[Date Prev][Date Next][Thread Prev][Thread Next][Date Index][Thread Index]
[RFC PATCH v3 5/5] target/riscv: Inline unit-stride ld/st and correspond
From: |
Max Chou |
Subject: |
[RFC PATCH v3 5/5] target/riscv: Inline unit-stride ld/st and corresponding functions for performance |
Date: |
Thu, 13 Jun 2024 22:19:06 +0800 |
In the vector unit-stride load/store helper functions. the vext_ldst_us
& vext_ldst_whole functions corresponding most of the execution time.
Inline the functions can avoid the function call overhead to improve the
helper function performance.
Signed-off-by: Max Chou <max.chou@sifive.com>
---
target/riscv/vector_helper.c | 64 +++++++++++++++++++-----------------
1 file changed, 34 insertions(+), 30 deletions(-)

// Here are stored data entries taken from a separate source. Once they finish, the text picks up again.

PR #202, opened 2021-04-21
Bug 1947785: Move all webhooks to v1

alexander-demichev:
Move all webhooks to v1 because v1beta1 will be removed in 4.9.

### DIFF
--- a/pkg/operator/webhookconfig.go
+++ b/pkg/operator/webhookconfig.go
@@ -4,7 +4,7 @@ import (
 	"context"
 	"fmt"
 
-	admissionregistrationv1beta1 "k8s.io/api/admissionregistration/v1beta1"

diff --git a/target/riscv/vector_helper.c b/target/riscv/vector_helper.c
index 09c9b231c3f..4a21064a366 100644
--- a/target/riscv/vector_helper.c
+++ b/target/riscv/vector_helper.c
@@ -408,20 +408,22 @@ typedef void vext_ldst_elem_fn_tlb(CPURISCVState *env,
abi_ptr addr,
uint32_t idx, void *vd, uintptr_t retaddr);
typedef void vext_ldst_elem_fn_host(void *vd, uint32_t idx, void *host);
-#define GEN_VEXT_LD_ELEM(NAME, ETYPE, H, LDSUF) \
-static void NAME##_tlb(CPURISCVState *env, abi_ptr addr, \
- uint32_t byte_off, void *vd, uintptr_t retaddr) \
-{ \
- uint8_t *reg = ((uint8_t *)vd + byte_off); \
- ETYPE *cur = ((ETYPE *)reg); \
- *cur = cpu_##LDSUF##_data_ra(env, addr, retaddr); \
-} \
- \
-static void NAME##_host(void *vd, uint32_t byte_off, void *host) \
-{ \
- ETYPE val = LDSUF##_p(host); \
- uint8_t *reg = (uint8_t *)(vd + byte_off); \
- *(ETYPE *)(reg) = val; \
+#define GEN_VEXT_LD_ELEM(NAME, ETYPE, H, LDSUF) \
+static inline QEMU_ALWAYS_INLINE \
+void NAME##_tlb(CPURISCVState *env, abi_ptr addr, \
+ uint32_t byte_off, void *vd, uintptr_t retaddr) \
+{ \
+ uint8_t *reg = ((uint8_t *)vd + byte_off); \
+ ETYPE *cur = ((ETYPE *)reg); \
+ *cur = cpu_##LDSUF##_data_ra(env, addr, retaddr); \
+} \
+ \
+static inline QEMU_ALWAYS_INLINE \
+void NAME##_host(void *vd, uint32_t byte_off, void *host) \
+{ \
+ ETYPE val = LDSUF##_p(host); \
+ uint8_t *reg = (uint8_t *)(vd + byte_off); \
+ *(ETYPE *)(reg) = val; \
}
GEN_VEXT_LD_ELEM(lde_b, uint8_t, H1, ldub)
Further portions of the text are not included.